Ein passendes Netzteil bekommst du eigentlich schon für 45 Euro
Betriebssystem musst halt selber draufmachen oder 35 Euro draufzahlen


----------



## Klobrille89 (15. Oktober 2011)

Morggeenn 
kennst du eine gute Festplatte mit 1 TB die guenstig ist?

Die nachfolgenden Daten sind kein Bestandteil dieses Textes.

PR #2608, opened 2023-05-23
Add 'char_binary' test to Ruby, PHP, Octave

erezgeva:


erezgeva:
@ojwb
These testing are ready for merge.

ojwb:
I don't think I'm the right person to review most of this.

ojwb:
I had another look, and the new runmes don't seem entirely equivalent - the octave and php ones don't seem to test this part:

```
swig_assert(t.strlen(pc) == 4, binding, 'bad multi-arg typemap')
swig_assert(t.ustrlen(pc) == 4, binding, 'bad multi-arg typemap')
```

They also all seem to lack an equivalent to this part from the existing python one:

```
cvar.var_pchar = pc
if cvar.var_pchar != "hola":
    raise RuntimeError("bad pointer case {}".format(cvar.var_pchar))

cvar.var_namet = pc
# if cvar.var_namet != "hola\0":
if cvar.var_namet != "hola":
    raise RuntimeError("bad pointer case")
```

(Not sure what the commented out alternative test there is about - the other languages which test this part all seem to assume the answer won't have a trailing NUL.  It seems to have been there since the runme was first added.)

Are these missing parts testing features which are not working for these languages?

erezgeva:
> sure what the commented out alternative test there is about - the other languages which test this part all seem to assume the answer won't have a trailing NUL. It seems to have been there since the runme was first added.)
> 
> Are these missing parts testing features which are not working for these languages?

These parts did not work.
We can add comments on non working parts.
I follow other languages runme which omit failing parts without comments.
Do you want me to add comments? Or perhaps you should?

ojwb:
I think it's better to include the parts that don't currently work but comment them out, with a note as to why if you have some idea - otherwise it's much harder to know what's not working, so we're less likely to fill in the gaps and make the testcases equivalent across languages.  That's certainly not universally done currently, though I think many of the omissions are probably due to adding test coverage for a new feature or a regression test by extending an existing runme, but only for one language.  That's not entirely ideal in terms of having equivalent testcases across target languages, but at least it's generally not hiding a bug/missing feature for a particular target language.

> Seems that Python string can not contain null.

```
$ python
Python 3.11.2 (main, Mar 13 2023, 12:18:29) [GCC 12.2.0] on linux
>>> "abc\0def"
'abc\x00def'
>>> 
```

I think it's just that the typemaps for `char*` treat NUL as a string terminator (which seems reasonable as that's what you'd typically expect for a `char*`, and that's what happens for other languages which test this).  So I think that commented out line must just be a left over from the original development of this testcase - I'll remove it.

erezgeva:
Looking on python test.
And I understand why it had
`cvar.var_pchar != "hola0":`

This string is suppose to be length 5 with null as part of the string.
Look on the definition of `pc`.
This test is simply wrong.
As `pc` behave as `char *` and **NOT** "STRING LENGTH" that this test suppose to test.
In other languages. the `char *` is a type the languages can not understand unless you use the proper typemap, which is **NOT** "STRING LENGTH".

I think this part should be removed.

ojwb:
I didn't write this testcase, and sadly (like so many of our testcases) it lacks many comments as to what it's trying to test, but I think the idea is that it is testing is that you can build a value in a buffer creating using the `%array_functions` wrapper and then assign it to a `char*` variable wrapped using the default typemaps.

There is (as you say) no length information transferred, so treating the zero byte we manually insert into `pc` as a terminating nul is the most sensible expected behaviour.  The whole situation is certainly a corner case, and unlikely to be something used exactly like this in a real SWIG interface file, but it serves to test the various pieces too.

Aber ein bischen mehr platz ist ja nicht schlimm oder? 
Mit dem laufwerk vertrau ich dir und tausch es aus.
Haette noch zu Hause ein Cougar 400 watt netzteil, wuerd das reichen? hatte halt noch im hinterkopf wenn mal eine neue grafikkarte drin ist, dass ich genug ressourcen habe. oder nicht?
was ist mit der 6870 passt die ins system und harmoniert gut? und der ddr3 padst zum board?


----------



## quaaaaaak (15. Oktober 2011)

die mit 1,5TB ist okay vom preis her, sonst gibts da halt noch die Spinpoint F3 1TB oder Western Digital Caviar Blue 1TB. also das 400W PSU reicht für deine momentane zusammenstellung aus, aber wenn du später mal ne neue grafikkarte einbauen willst brauchst du ziemlich sichher ein stärkeres netzteil, vondem her würde das von dir genannte Cougar 550W schon passen.
die HD6870 "passt" nicht perfekt in das system rein, aber sie ist okay.
jep und der ram passt auch gut zum board, ach ja board, warum ein z68 Chipsatz? kannst du die vorteile davon überhaupt richtig nutzen? wenn nicht kannst du ja auch zu der P67 pro3 variante greifen und 10€ sparen.
acuh beim zusammenbau könnte man 20€ sparen, denn so schwer ist das ganze gar nicht


----------



## Klobrille89 (15. Oktober 2011)

Hey,
wuerden denn die 550 watt reichen fuer eine neue grafikkarte? und welche wuerde besser ins system passen?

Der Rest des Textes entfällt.